PR #108, opened 2020-01-28
Bug 1795665: Do not set owner references on tuned ServiceAccount

sjug:
Fixes bug 1795665 which causes race conditions on upgrade from 4.x -> 4.3.

This PR removes owner reference from the ServiceAccount.

### DIFF
--- a/Dockerfile.rhel7
+++ b/Dockerfile.rhel7
@@ -3,7 +3,7 @@ WORKDIR /go/src/github.com/openshift/cluster-node-tuning-operator
 COPY . .
 RUN make build
 
-FROM registry.svc.ci.openshift.org/ocp/4.0:base
+FROM registry.svc.ci.openshift.org/ocp/4.3:base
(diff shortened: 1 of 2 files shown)


bparees:
@sjug this PR refs a bug which depends on a 4.4 bz (https://bugzilla.redhat.com/show_bug.cgi?id=1791988)

but the 4.4 BZ only links this PR which doesn't match your PR: https://github.com/openshift/cluster-node-tuning-operator/pull/103

Can you point me to where these changes were merge in 4.4 so i can confirm this is the right fix to land in 4.3.z to fix the same issue?

sjug:
@bparees Jiri has done a major rewrite in 4.4 so this race condition isn't present in 4.4+ because the service account is now managed by CVO.

bparees:
@sjug got it, thanks

bparees:
this will probably not make the cut this week, but next patch-manager this should be good to merge.

PR #110, opened 2020-01-29
if end with a return so the else is implied

sjug:
Cleaning up a bit, thoughts?


sjug:
Minor PR, will wait for more changes to push.

PR #111, opened 2020-01-29
Bug 1796633: Adding preliminary realtime profile support.

jmencak:
Changes;
  - add a preliminary support for the realtime profile
  - cleanup custom profiles in `examples/`
  - try-restart irqbalance systemd unit

### DIFF
--- a/Dockerfile
+++ b/Dockerfile
@@ -20,6 +20,7 @@ RUN INSTALL_PKGS=" \
     yum install --setopt=tsflags=nodocs -y $INSTALL_PKGS $ARCH_DEP_PKGS && \
     rpm -V $INSTALL_PKGS $ARCH_DEP_PKGS && \
     (LC_COLLATE=C cat patches/*.diff | patch -Np1 -d / || :) && \
+    chmod 755 /usr/lib/tuned/*/script.sh && \
     touch /etc/sysctl.conf && \
     yum -y remove patch && \
     yum clean all && \
--- a/Dockerfile.rhel7
+++ b/Dockerfile.rhel7
@@ -20,6 +20,7 @@ RUN INSTALL_PKGS=" \
     yum install --setopt=tsflags=nodocs -y $INSTALL_PKGS $ARCH_DEP_PKGS && \
     rpm -V $INSTALL_PKGS $ARCH_DEP_PKGS && \
     (LC_COLLATE=C cat patches/*.diff | patch -Np1 -d / || :) && \
+    chmod 755 /usr/lib/tuned/*/script.sh && \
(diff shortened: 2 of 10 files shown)


Dockerfile
```diff
@@ -13,7 +13,7 @@ WORKDIR ${APP_ROOT}
 COPY --from=builder /go/src/github.com/openshift/cluster-node-tuning-operator/_output/openshift-tuned /usr/bin/
 COPY --from=builder /go/src/github.com/openshift/cluster-node-tuning-operator/assets ${APP_ROOT}
 RUN INSTALL_PKGS=" \
-      tuned tuna tuned-profiles-cpu-partitioning patch socat \
+      tuned tuna tuned-profiles-cpu-partitioning tuned-profiles-realtime patch socat \
```
ArangoGutierrez: ERROR while building Centos-7 image
```bash
package tuned-profiles-realtime is not installed
error building at STEP "RUN INSTALL_PKGS="       tuned tuna tuned-profiles-cpu-partitioning tuned-profiles-realtime patch socat       " &&     ARCH_DEP_PKGS=$(if [ "$(uname -m)" != "s390x" ]; then echo -n hdparm kernel-tools ; fi) &&     mkdir -p /etc/grub.d/ /boot &&     yum install --setopt=tsflags=nodocs -y $INSTALL_PKGS $ARCH_DEP_PKGS &&     rpm -V $INSTALL_PKGS $ARCH_DEP_PKGS &&     (LC_COLLATE=C cat patches/*.diff | patch -Np1 -d / || :) &&     touch /etc/sysctl.conf &&     yum -y remove patch &&     yum clean all &&     rm -rf /var/cache/yum ~/patches &&     useradd -r -u 499 cluster-node-tuning-operator": error while running runtime: exit status 1
ERRO exit status 1                                
make: *** [Makefile:98: local-image] Error 1
```
Running `make local-image`

ArangoGutierrez: Discussed with @jmencak , is ok now

ArangoGutierrez: so if the centos image is not working, should we rm it from the rpo?

jmencak: So far we've been supporting upstream via that.  No, I believe we need to continue doing that.  I've resolved this by backporting the patches for realtime profiles from upstream as patches for both CentOS and RHEL.

jmencak:
It looks like for `irqbalance` to take effect, SIGHUP needs to be sent to the `irqbalance` process.
/hold

jmencak:
/hold cancel
Tested that `irqbalance` service is being restarted and settings take effect for both `realtime` and `cpu-partitioning` profiles.

PR #112, opened 2020-01-30
Bug 1801860: Limit event processing to maxRetries.

jmencak:


pkg/operator/controller.go
```diff
@@ -110,14 +113,20 @@ func (c *Controller) eventProcessor() {
...
-				// Re-enqueue the workqueueKey.  Based on the rate limiter on the queue
-				// and the re-enqueue history, the workqueueKey will be processed later again.
-				c.workqueue.AddRateLimited(workqueueKey)
-				klog.Errorf("unable to sync(%s/%s/%s) requeuing: %v", workqueueKey.kind, workqueueKey.namespace, workqueueKey.name, err)
+				// Limit retries to maxRetries.  After that, stop trying.
+				if c.workqueue.NumRequeues(workqueueKey) < maxRetries {
+					// Re-enqueue the workqueueKey.  Based on the rate limiter on the queue
+					// and the re-enqueue history, the workqueueKey will be processed later again.
+					klog.Errorf("unable to sync(%s/%s/%s) requeuing: %v", workqueueKey.kind, workqueueKey.namespace, workqueueKey.name, err)
+					c.workqueue.AddRateLimited(workqueueKey)
```
ArangoGutierrez: just a nip tic, move this line above the logger, due 118 and 199 lines are comments about this func and not about logging

pkg/operator/controller.go
```diff
@@ -110,14 +113,20 @@ func (c *Controller) eventProcessor() {
...
+					return
+				}
+				klog.Errorf("unable to sync(%s/%s/%s) reached max retries(%d): %v", workqueueKey.kind, workqueueKey.namespace, workqueueKey.name, maxRetries, err)
 			} else {
-				c.workqueue.Forget(obj)
```
ArangoGutierrez: why are we not notifying that the item has finished retrying?

pkg/operator/controller.go
jmencak: Nip tic?  Do you mean nitpick?  The comment is about the entire block of code and if I swapped the lines I'd need to change the "requeuing" into "requed".  If it makes sense to you more and you think this will be more consistent with the entire code within the operator, I can certainly do that.

ArangoGutierrez: sorry, I trusted the spell checker, but yes, nitpick.... [hides under a rock]

ArangoGutierrez:
until 113 passes I can not label here `lgtm`

PR #114, opened 2020-01-31
Remove Docker as image build engine

ArangoGutierrez:
Remove docker as as image build engine, replace for podman
also perperly tag images with the short git commit hash

Signed-off-by: Carlos Eduardo Arango Gutierrez <carangog@redhat.com>

### DIFF
--- a/Makefile
+++ b/Makefile
@@ -25,13 +25,13 @@ API_TYPES_GENERATED:=$(API_TYPES_DIR)/$(API_ZZ_GENERATED).go
 API_GO_HEADER_FILE:=pkg/apis/header.go.txt
 
 # Container image-related variables
-IMAGE_BUILD_CMD:= podman build
-IMAGE_PUSH_CMD:= podman push
+IMAGE_BUILD_CMD=podman build
+IMAGE_PUSH_CMD=podman push
 DOCKERFILE=Dockerfile
 REGISTRY=quay.io
 ORG=openshift
 TAG=$(shell git rev-parse --abbrev-ref HEAD)
-IMAGE=$(REGISTRY)/$(ORG)/origin-cluser-node-tuning-operator:$(TAG)
+IMAGE=$(REGISTRY)/$(ORG)/origin-cluster-node-tuning-operator:$(TAG)
 
 all: build
 
--- a/Makefile
+++ b/Makefile
@@ -117,6 +117,6 @@ local-image:
 	$(IMAGE_BUILD_CMD) $(IMAGE_BUILD_EXTRA_OPTS) -t $(IMAGE) -f $(DOCKERFILE) .
 
 local-image-push:
-	$(IMAGE_PUSH_CMD) push $(IMAGE)
+	$(IMAGE_PUSH_CMD) $(IMAGE_PUSH_EXTRA_OPTS) $(IMAGE)
 
 .PHONY: all build deepcopy crd-schema-gen test-e2e verify verify-gofmt clean local-image local-image-push
--- a/Makefile
+++ b/Makefile
@@ -25,9 +25,13 @@ API_TYPES_GENERATED:=$(API_TYPES_DIR)/$(API_ZZ_GENERATED).go
 API_GO_HEADER_FILE:=pkg/apis/header.go.txt
 
 # Container image-related variables
+IMAGE_BUILD_CMD:= podman build
+IMAGE_PUSH_CMD:= podman push
 DOCKERFILE=Dockerfile
-IMAGE_TAG=openshift/origin-cluster-node-tuning-operator
-IMAGE_REGISTRY=quay.io
+REGISTRY=quay.io
+ORG=openshift
+TAG=$(shell git rev-parse --abbrev-ref HEAD)
+IMAGE=$(REGISTRY)/$(ORG)/origin-cluser-node-tuning-operator:$(TAG)
 
 all: build
 
@@ -110,18 +114,9 @@ clean:
 	rm -rf $(BINDATA) $(OUT_DIR)
 
 local-image:
-ifdef USE_BUILDAH
-	buildah bud $(BUILDAH_OPTS) -t $(IMAGE_TAG) -f $(DOCKERFILE) .
-else
-	sudo docker build -t $(IMAGE_TAG) -f $(DOCKERFILE) .
-endif
+	$(IMAGE_BUILD_CMD) build -t $(IMAGE) -f $(DOCKERFILE) .
 
 local-image-push:
-ifdef USE_BUILDAH
-	buildah push $(BUILDAH_OPTS) $(IMAGE_TAG) $(IMAGE_REGISTRY)/$(IMAGE_TAG)
-else
-	sudo docker tag $(IMAGE_TAG) $(IMAGE_REGISTRY)/$(IMAGE_TAG)
-	sudo docker push $(IMAGE_REGISTRY)/$(IMAGE_TAG)
-endif
+	$(IMAGE_PUSH_CMD) push $(IMAGE)
 
 .PHONY: all build deepcopy crd-schema-gen test-e2e verify verify-gofmt clean local-image local-image-push
--- a/Makefile
+++ b/Makefile
@@ -114,7 +114,7 @@ clean:
 	rm -rf $(BINDATA) $(OUT_DIR)
 
 local-image:
-	$(IMAGE_BUILD_CMD) build -t $(IMAGE) -f $(DOCKERFILE) .
+	$(IMAGE_BUILD_CMD) $(IMAGE_BUILD_EXTRA_OPTS) -t $(IMAGE) -f $(DOCKERFILE) .
 
 local-image-push:
 	$(IMAGE_PUSH_CMD) push $(IMAGE)


Makefile
```diff
@@ -20,9 +20,11 @@ API_TYPES_GENERATED:=$(API_TYPES_DIR)/$(API_ZZ_GENERATED).go
 API_GO_HEADER_FILE:=pkg/apis/header.go.txt
 
 # Container image-related variables
-DOCKERFILE=Dockerfile
-IMAGE_TAG=openshift/origin-cluster-node-tuning-operator
-IMAGE_REGISTRY=quay.io
+DOCKERFILE	?= Dockerfile.rhel7
```
sjug: Why the changes in syntax and spacing?

jmencak: Why are you changing the default?

Makefile
```diff
@@ -97,18 +99,9 @@ clean:
 	rm -rf $(BINDATA) $(OUT_DIR)
 
 local-image:
-ifdef USE_BUILDAH
-	buildah bud $(BUILDAH_OPTS) -t $(IMAGE_TAG) -f $(DOCKERFILE) .
-else
-	sudo docker build -t $(IMAGE_TAG) -f $(DOCKERFILE) .
-endif
+	podman build --no-cache -t $(IMAGE) -f $(DOCKERFILE) .
```
sjug: Why the move to podman and not just buildah?

sjug: Also I don't usually use rootless builds, so if it were up to me I'd keep/add sudo as well.

ArangoGutierrez: > Is there a reason we want to remove a support for docker?

OpenShift 4.x is PodMan based, and there is no RHEL support for docker in the upstream releases,so we should move to the tools OCP is based on.

ArangoGutierrez: @sjug supo option added

Makefile
ArangoGutierrez: @sjug syntax back again, it was my VScode linter, and I didn't checked

Makefile
jmencak: I'm always doing rootless builds and I actually prefer them. :)

ArangoGutierrez: update: rootless with buildah and root with podman

jmencak: What would be the reason to use `buildah` and `podman`?  I see the value in supporting `docker` at least for the time being, but I fail to see the reason to use both of `buildah` and `podman`.

jmencak: The sudo/sudo-less problem could be solved by something like: https://github.com/openshift/cloud-credential-operator/blob/1ea34db53e72fefeae29fa1da915644d8281caf1/Makefile#L76 

By default, I'd prefer sudo-less variant though unless there are objections.

ArangoGutierrez: I like that approach, if others agree I can update the PR

sjug: Yeah good call @jmencak, I like that sudo switch.

ArangoGutierrez:
```bash
DISTRO ?= $(shell if which lsb_release &> /dev/null; then lsb_release -si; else echo "Unknown"; fi)
# Default fedora to not using sudo since it's not needed
ifeq ($(DISTRO),Fedora)
	SUDO_CMD =
else # Other distros like RHEL 7 and CentOS 7 currently need sudo.
	SUDO_CMD = sudo
endif
```

the script for telling the os in that link doesn't work for me. looks like `lsb_release` doesn't come by default in fedora32.

thoughts?

jmencak: I think the above is completely unnecessary.  Users can add `SUDO_CMD` from the command line as an "external" `Makefile` variable.  I'd personally keep it empty by default and not add any more unnecessary code (like the one above) to the `Makefile`.  In our CI, the build works fine without sudo.  Never tested with sudo and I'd be reluctant to change this unless there's a strong reason for it.

ArangoGutierrez: say no more, updating :)

Makefile
```diff
@@ -21,8 +21,10 @@ API_GO_HEADER_FILE:=pkg/apis/header.go.txt
 
 # Container image-related variables
 DOCKERFILE=Dockerfile
-IMAGE_TAG=openshift/origin-cluster-node-tuning-operator
-IMAGE_REGISTRY=quay.io
+REGISTRY=quay.io
+ORG=openshift
+TAG=$(shell git branch | grep \* | cut -d ' ' -f2)
```
jmencak: Do we need to use so many filters?  Wouldn't `git rev-parse --abbrev-ref HEAD` work?

Makefile
```diff
@@ -21,8 +21,10 @@ API_GO_HEADER_FILE:=pkg/apis/header.go.txt
...
+IMAGE=${REGISTRY}/${ORG}/origin-cluser-node-tuning-operator:${TAG}
```
jmencak: Why are we using ${} rather than $() to refer to `Makefile` variables here?

Makefile
ArangoGutierrez: for consistency mostly, this is how is being done in other repos

Makefile
ArangoGutierrez: either is a valid reference, if you prefer I can change it.

Makefile
jmencak: To replace one command with three is completely unnecessary and error prone.

Makefile
jmencak: For *consistency* within the `Makefile`, please let's use `$()`

Makefile
```diff
@@ -111,17 +114,16 @@ clean:
 
 local-image:
 ifdef USE_BUILDAH
-	buildah bud $(BUILDAH_OPTS) -t $(IMAGE_TAG) -f $(DOCKERFILE) .
+	buildah bud $(BUILDAH_OPTS) -t $(IMAGE) -f $(DOCKERFILE) .
 else
-	sudo docker build -t $(IMAGE_TAG) -f $(DOCKERFILE) .
+	$(SUDO_CMD) $(CONTAINER_ENGINE) build -t $(IMAGE) -f $(DOCKERFILE) .
```
jmencak, line 119: If we need `$(SUDO_CMD)` here, do we also need it for `buildah`?  Or should we just drop it for podman?  Or is the intent to still support `docker` via this?

jmencak (commented):
On the whole it looks good and I like the new variable name IMAGE, the IMAGE_TAG didn't really make sense.  Thanks!

Makefile
```diff
@@ -25,9 +25,12 @@ API_TYPES_GENERATED:=$(API_TYPES_DIR)/$(API_ZZ_GENERATED).go
 API_GO_HEADER_FILE:=pkg/apis/header.go.txt
 
 # Container image-related variables
+CONTAINER_ENGINE ?= podman
```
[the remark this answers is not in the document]
ArangoGutierrez: You are right, another work around I have seen on another repos is using the var IMAGE_BUILD_CMD 
it can be set to
IMAGE_BUILD_CMD=docker build
IMAGE_BUILD_CMD=buildah bud
IMAGE_BUILD_CMD=podman build

and leave the default to podman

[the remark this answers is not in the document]
jmencak: In that case this can probably be cleaned up even further by removing `USE_BUILDAH` completely.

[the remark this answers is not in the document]
ArangoGutierrez: yup, if you like that approach I can make the proper changes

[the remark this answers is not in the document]
jmencak: I welcome everything that reduces code duplication. :)

Makefile
```diff
@@ -25,9 +25,13 @@ API_TYPES_GENERATED:=$(API_TYPES_DIR)/$(API_ZZ_GENERATED).go
 API_GO_HEADER_FILE:=pkg/apis/header.go.txt
 
 # Container image-related variables
+IMAGE_BUILD_CMD:= podman build
```
jmencak, line 28: Nit, remove space, please.  Also, I know the whole Makefile can do with a cleanup wrt. = vs. := but why add more inconsistencies into this section?

Makefile
```diff
@@ -25,9 +25,13 @@ API_TYPES_GENERATED:=$(API_TYPES_DIR)/$(API_ZZ_GENERATED).go
...
+IMAGE_PUSH_CMD:= podman push
```
jmencak, line 29: Nit, remove space, please

Makefile
```diff
@@ -25,9 +25,13 @@ API_TYPES_GENERATED:=$(API_TYPES_DIR)/$(API_ZZ_GENERATED).go
...
 DOCKERFILE=Dockerfile
-IMAGE_TAG=openshift/origin-cluster-node-tuning-operator
-IMAGE_REGISTRY=quay.io
+REGISTRY=quay.io
+ORG=openshift
+TAG=$(shell git rev-parse --abbrev-ref HEAD)
+IMAGE=$(REGISTRY)/$(ORG)/origin-cluser-node-tuning-operator:$(TAG)
```
jmencak, line 34: What's 'cluser'?

Makefile
```diff
@@ -110,18 +114,9 @@ clean:
 	rm -rf $(BINDATA) $(OUT_DIR)
 
 local-image:
-ifdef USE_BUILDAH
-	buildah bud $(BUILDAH_OPTS) -t $(IMAGE_TAG) -f $(DOCKERFILE) .
-else
-	sudo docker build -t $(IMAGE_TAG) -f $(DOCKERFILE) .
-endif
+	$(IMAGE_BUILD_CMD) build -t $(IMAGE) -f $(DOCKERFILE) .
```
jmencak, line 117: How do I pass additional options to the build now that `$(BUILDAH_OPTS)` are removed?

jmencak (changes requested):
Thanks for the changes, slowly getting there I believe :)

Makefile
ArangoGutierrez: Typo

Makefile
ArangoGutierrez: we could add a var `IMAGE_BUILD_EXTRA_OPTS ?=`  
then it will look something like 
```
$(IMAGE_BUILD_CMD) build -t $(IMAGE) $(IMAGE_BUILD_EXTRA_OPTS) -f $(DOCKERFILE) .
```

and the make can be called

```bash
IMAGE_BUILD_EXTRA_OPTS=some extra args
make build
```
wdyt?

jmencak: The options probably need to go right after "build".  Saying that,
`IMAGE_BUILD_CMD=podman build`  why do we have another "build" on the line?  Same below for push.  Did you test this PR?

jmencak: @ArangoGutierrez I believe this wasn't addressed yet.  Again...  Have you tested this PR?  Also, the extra options need to be passed to the push too.

jmencak (changes requested):
I'm afraid, issues mentioned earlier with this PR still were not addressed.

ArangoGutierrez:
> I'm afraid, issues mentioned earlier with this PR still were not addressed.
5a32159 fix the remaining VAR

Tested as:

```bash
make local-image IMAGE_BUILD_CMD="buildah bud"  ORG=eduardoarango
make local-image-push IMAGE_PUSH_CMD="buildah push"  ORG=eduardoarango
```

jmencak:
Thank you for the PR.  This will work and now it is an improvement over what we had.
/lgtm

_Assignment:_
Set down precisely the lines above between the line holding "Cleaning up a bit, thoughts?" and the line holding "- cleanup custom", inclusive, and nothing beyond them.

_Exercise output:_
Cleaning up a bit, thoughts?


sjug:
Minor PR, will wait for more changes to push.

PR #111, opened 2020-01-29
Bug 1796633: Adding preliminary realtime profile support.

jmencak:
Changes;
  - add a preliminary support for the realtime profile
  - cleanup custom profiles in `examples/`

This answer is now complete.